Regina Lark, Ph.D., is founder and CEO of A Clear Path, a Los Angeles-based professional organizing business. Dr. Lark is a Certified Professional Organizer and specializes in working with women with ADD, and people with chronic disorganization and hoarding disorders. Using humor and smart information, she presents interactive workshops and keynotes on clearing the path body, mind, and spirit. Regina earned a Ph.D. in History from the University of Southern California. For more information, visit her website: www.AClearPath.net
What areas of your life would you like to streamline? Which of Regina’s tips are you going to try? I hope you will share your comment luv and if you have a friend or colleague who looks clutter-stuck that you will send them this blog link!
Dr. Lynn K. Jones is a Board Certified Coach and an Advanced Certified Personal and Executive Coach based in Santa Barbara, California. She is a sought after coach and consultant for organizations and individuals across the US. Her doctoral work completed at the Wurzweiler School of Social Work, Yeshiva University concerned organizational culture; she coaches, consults and trains organizations on what they need to do to create organizational cultures that are aligned with their vision and values using a process of Appreciative Inquiry.
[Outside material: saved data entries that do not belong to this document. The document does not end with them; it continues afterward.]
PR #6171, opened 2026-08-31
Fix routing-rule creation and crash caused by duplicate IDs

eliotcougar:
## Summary

Fix two routing-rule identity issues in a focused branch based on current `master` (`c548e5f615d87a9220fd066b9f31fa127551ff90`, **Use ruleset IDs for routing edits**).

### 1. Adding a routing rule immediately closes the editor

The Add action intentionally starts `RoutingEditActivity` without `ruleset_id`. After the ID-based editing change, the activity resolved that to `initial == null` and unconditionally called `finish()`. Thus a valid new-rule request was treated as a stale edit request.

The editor now distinguishes these cases:

- **No ID:** open a blank editor and create a rule on Save.
- **Existing ID:** load and edit that rule, regardless of its current list position.
- **Explicit ID that no longer exists, including an empty ID:** close without creating or modifying another rule.

### 2. Imported or previously saved duplicate IDs can crash the routing list

The routing list and its reorderable rows use `RulesetItem.id` as a Compose key. Importing an exported ruleset retains the current locked rules and previously appended the entire import, including copies of those same locked rules with the same IDs. The old reload code repaired empty IDs only. Nonempty duplicates therefore reached Compose and also made ID-based edit/delete ambiguous.

This duplicate-ID exposure predates the latest editing change; it is **not a repeated-title problem**. Rules with identical remarks must remain supported.

## Fix

- Enforce nonblank, unique IDs when reading and writing routing lists through the existing `MmkvManager` storage boundary.
- Repair legacy missing/null/blank IDs and duplicate IDs, preserving the first valid occurrence, all rule contents, and list order. Persist repaired identities before exposing the list to callers; do not publish ephemeral replacements when that write fails.
- Keep retained locked rules without re-appending their exact exported copies. Preserve different imported rules even when their titles or IDs collide; assign fresh IDs rather than discard those rules.
- Use a non-string header key so an imported ID such as `domain_strategy` cannot collide with non-rule content.
- Remove the per-row ID migration from the list ViewModel. Load off the UI thread and cancel obsolete reloads, including reloads superseded by a toggle/reorder.
- Give the editor its own lifecycle-owned ViewModel, consistent with the upstream UI guide: loaded state is a lifecycle-collected `StateFlow`, storage runs off the UI thread, and the form builds an edited copy rather than reading MMKV during composition. Uncommitted text remains `rememberSaveable` form state.

No routing/export fields are renamed or removed. No rules are deduplicated by title. No native dependency, Shizuku, TV, Logcat, or combined-branch changes are included.

## Validation

- **18 focused JVM regression tests passed**, including legacy JSON, null/blank/duplicate IDs, stable persistence across reload, locked export/import round trips, repeated titles, Add vs stale edit, ID-based edit/delete after reorder, read/write failure handling, and pending reload vs toggle/reorder.
- **Full Play Store debug unit suite: 75 tests passed.**
- `:app:compilePlaystoreDebugKotlin` and `:app:assemblePlaystoreDebug` passed.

She coaches individuals on achieving their reflected best selves. A MSW@USC faculty member, Dr. Lynn K. Jones, MSW, DSW, CSWM, teaches Human Behavior and Social Environment and Leadership to social work students at the University of Southern California.
BCC Board Certified Coach #1487
I am in the midst of working with a professional organizing right now. We tackled the core areas and now I’m scheduling uncluttering time to finish the job. Ditto to everything Regina said.
Christina M. Weber, MS
Licensed Clinical Marriage and Family Therapist
Catholic Coach
http://www.catholicwomensguide.com
That is awesome, Christina! What was the best outcome for you of getting organized?
Appreciatively,
Lynn
I had help de-cluttering my closet and clothes. It made me feel like I’d lost weight.
My look greatly improved when I could confront my clothes and feel good about them.
When I help a client go through their jewelry, repair this, polish that, sell that for gold credit, re-design this to be up to date or honor that ancestor, the final result is more jewelry love and more joy in going to the jewelry box.
Thanks for this post Dr. Jones.
Jewelry De-Clutterer,
Calla Gold (Calla Gold Jewelry)
Both such good examples, Calla of how getting unstuck from clutter has such a tangible impact on how we feel and think about things.
Appreciatively,
Lynn
This blog speaks to all of us! I especially liked tip #6 which is to clearly define (or redefine) success. It helped me surface my own expectations of myself. It made me realize I was comparing my desired end result to a perfect magazine photo spread. I also was picturing a retired friend’s household that does not include a messy teenage boy, a dog, and who has lots more help.
So thanks for taking some of that pressure off! I’d rather keep the teenager and the dog and make incremental progress.
Thanks for commenting, Nancy! Isn’t it interesting how many of our mental images are picture perfect, but totally unreasonable when we take the time to examine them.
Appreciatively,
Lynn
I had a friend who had a minimalist house. I mean REALLY minimal. I felt so good in her house and wished my house could be like that.
When I tell my friends that I would like to just get rid of all the dust catchers and nick nack-they all say “but it’s so charming and fun to look at”.
I feel it’s a burden. Keeping all those items clean is a job I’d rather not do. I live in a mountain cabin and the nick nacks are charming. I’d love to have a modern house, with clean lines, devoid of clutter. I feel I could think better in a house like that.In my dreams!!